Lalu dari situ, pelan-pelan mulai cerita tentang saham. Cerita-cerita dari media aja, cari yang paling simpel yang bisa diceritakan dan mudah dipahami. Ingat, bahwa kita ngomong sama anak usia 10 – 11 tahun, jadi meski mereka pada dasarnya cerdas, tetapi ada beberapa hal yang juga masih terbatas.

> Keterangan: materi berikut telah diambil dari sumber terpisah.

PR #4380, opened 2023-07-28
CORE-15747: Re-register member when upgrading vNode

BenYip123:
- Add OSGi services MembershipGroupReaderProvider,MemberResourceClient, MembershipQueryClient, so member information is accessible in VirtualNodeUpgradeOperationHandler.kt
- Trigger registration after vNode upgrade
- Update corda.serial if it exists
- Update VirtualNodeUpgradeOperationHandlerTest to reflect changes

Kalau sudah, tambah lagi ceritanya tentang perusahaan-perusahaan terbuka yang produknya sering dipakai di rumah.

Misalnya saja, Roblox.

Roblox adalah platform games online, yang memungkinkan user memprogram permainan mereka sendiri, dan bisa juga memainkan permainan yang dibuat oleh pengguna lain. Jadi, semacam media sosial yang terkombinasi dengan situs games online. Roblox cukup populer di kalangan anak-anak, dan berita baiknya, perusahaan ini juga baru saja IPO di awal 2021 lalu.

So, kalau si anak suka banget main di Roblox, ini bisa jadi cerita menarik untuknya, membuat cerita tentang apa itu IPO, bursa saham, dan lot dengan mudah dicerna.

Mulai Ajari Anak Beli Saham

Dan, selanjutnya, ya mulai saja beli saham.

Ingat, beli saham dari perusahaan yang sudah dikenal. Roblox memang melantaikan sahamnya di bursa saham di Amerika sono, tetapi pastilah ada satu dua saham yang dikenal anak di Bursa Saham Indonesia. Misalnya saja, TLKM, kalau dia suka internetan di rumah dan kebetulan pakai Indihome. Atau MYOR karena dia suka Beng-beng.

Coba beli saja dulu 1 lot, dan kemudian amati ketika harga saham turun maupun naik, bagaimana reaksinya. Kalau dia tetap semringah saja ketika harga berfluktuasi, maka selamat, kita baru saja berhasil memberinya pemahaman yang benar.

Kesimpulan

Jadi kesimpulannya gimana nih kalau mau ngajarin anak investasi saham?

Ada beberapa hal:

  • Ngajarinnya harus pelan-pelan, dan sabar. Bisa jadi butuh waktu tahunan. Enggak apa-apa. Yang penting kita juga tetap semangat dan konsisten.
  • Jangan maksa dan jangan marah kalau dia nggak paham. Ngajarin orang dewasa aja kadang butuh waktu panjang, apalagi anak seusia SD.
  • Nggak harus dimulai di usia 10 atau 11 tahun, sesiap anaknya saja. Jangan dipaksa.
  • Nggak usah ngajarin yang susah-susah. Saat ini, mungkin anak akan berpikir mahal atau murahnya harga saham cuma dilihat dari harga nominalnya saja. Nggak apa, biarkan saja. Kan pusing juga ngajarin PEV, PER, dan sebagainya ke anak-anak usia segitu.

Nah, ada yang juga sudah mengenalkan saham pada anak-anak? Ada tip lain mengajarkan anak investasi saham, yang belum termasuk dalam cerita di atas? Sila ditulis di kolom komen ya. Mari sama-sama belajar!